TASK DIRECTIONS >>
Reproduce only the lines of the material below that start at the line containing "There's a number" and stop at the line containing "let footprint = fj::Difference". Keep both end lines.

DATA TO PROCESS >>
+-------+
PR #917, opened 2025-11-06
WIP: switch back to main for kueue

kannon92:


kannon92:
cc @rphillips 

Should we do this now?

PR #343, opened 2022-03-13
Coloring support

### LINKED ISSUE #291: Colouring support
It would be great if Fornjot would have support for specifying custom colors per object in the rendering rather than the default of red with full opacity. This might also be useful to figure out which specific item is causing rendering issues.

There's a number of issues to sort out though:

- Which type to use? I'm not super keen on using the current `[f32;4]` everywhere since it doubles up the issues FJ already has with the floating point representation of coordinates and would propose [u8; 4] instead.
- Currently vertices are compared for equality, adding a colour to a vertex would not only mean more iffiness with the passthrough of the color information but also create ambiguities with respect to "is an otherwise identical Vertex with a different colour a different Vertex or the same"?
- I suppose a `Colour` type would live in it's own module to allow convenient use and manipulation. What's the best location for it?

therealprof:
Implement basic coloring support for shapes

The examples have been extended to demonstrate the coloring of objects. A few bits and pieces are probably still missing or could be improved but let's look at those in another step.

Closes #291

### DIFF
--- a/README.md
+++ b/README.md
@@ -54,8 +54,8 @@ pub extern "C" fn model(args: &HashMap<String, String>) -> fj::Shape {
         .parse()
         .unwrap();
 
-    let outer_edge = fj::Circle { radius: outer };
-    let inner_edge = fj::Circle { radius: inner };
+    let outer_edge = fj::Circle::from_radius(outer);
+    let inner_edge = fj::Circle::from_radius(inner);
 
     let footprint = fj::Difference {
         a: outer_edge.into(),
--- a/README.md
+++ b/README.md
@@ -57,10 +57,7 @@ pub extern "C" fn model(args: &HashMap<String, String>) -> fj::Shape {
     let outer_edge = fj::Circle::from_radius(outer);
     let inner_edge = fj::Circle::from_radius(inner);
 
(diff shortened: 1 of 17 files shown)


hannobraun (approved):
Thank you, @therealprof!

I think this looks good, overall. There are some things that could be improved, but as you state in your last commit, let's look at those later.

Some thoughts on improvements:
1. There should be a `Color` type that wraps the `[u8; 4]` and provides a nice API around it.
2. I don't like how color is added to the various `fj` types.

Regarding 2., not sure what would be better. Maybe an explicit `fj::Color` operation, that colors everything it wraps (might not be flexible enough, for example regarding different colors for sweep side walls, as your comment mentions).

Or maybe there could be a type `Object<T>` that would wrap `Shape2d`/`Shape3d`/`Shape` everywhere those are used, and add color information (and in the future, potentially other information that all objects share).

But that doesn't really matter right now, I'm just throwing out ideas. I'll be merging this pull request shortly.

hannobraun:
Hmm, GitHub wouldn't let me rebase, claiming there were conflicts, but doing so manually was no problem. Will merge as soon as CI is green.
+-------+
ANSWER SPACE >>
There's a number of issues to sort out though:

- Which type to use? I'm not super keen on using the current `[f32;4]` everywhere since it doubles up the issues FJ already has with the floating point representation of coordinates and would propose [u8; 4] instead.
- Currently vertices are compared for equality, adding a colour to a vertex would not only mean more iffiness with the passthrough of the color information but also create ambiguities with respect to "is an otherwise identical Vertex with a different colour a different Vertex or the same"?
- I suppose a `Colour` type would live in it's own module to allow convenient use and manipulation. What's the best location for it?

therealprof:
Implement basic coloring support for shapes

The examples have been extended to demonstrate the coloring of objects. A few bits and pieces are probably still missing or could be improved but let's look at those in another step.

Closes #291

### DIFF
--- a/README.md
+++ b/README.md
@@ -54,8 +54,8 @@ pub extern "C" fn model(args: &HashMap<String, String>) -> fj::Shape {
         .parse()
         .unwrap();
 
-    let outer_edge = fj::Circle { radius: outer };
-    let inner_edge = fj::Circle { radius: inner };
+    let outer_edge = fj::Circle::from_radius(outer);
+    let inner_edge = fj::Circle::from_radius(inner);
 
     let footprint = fj::Difference {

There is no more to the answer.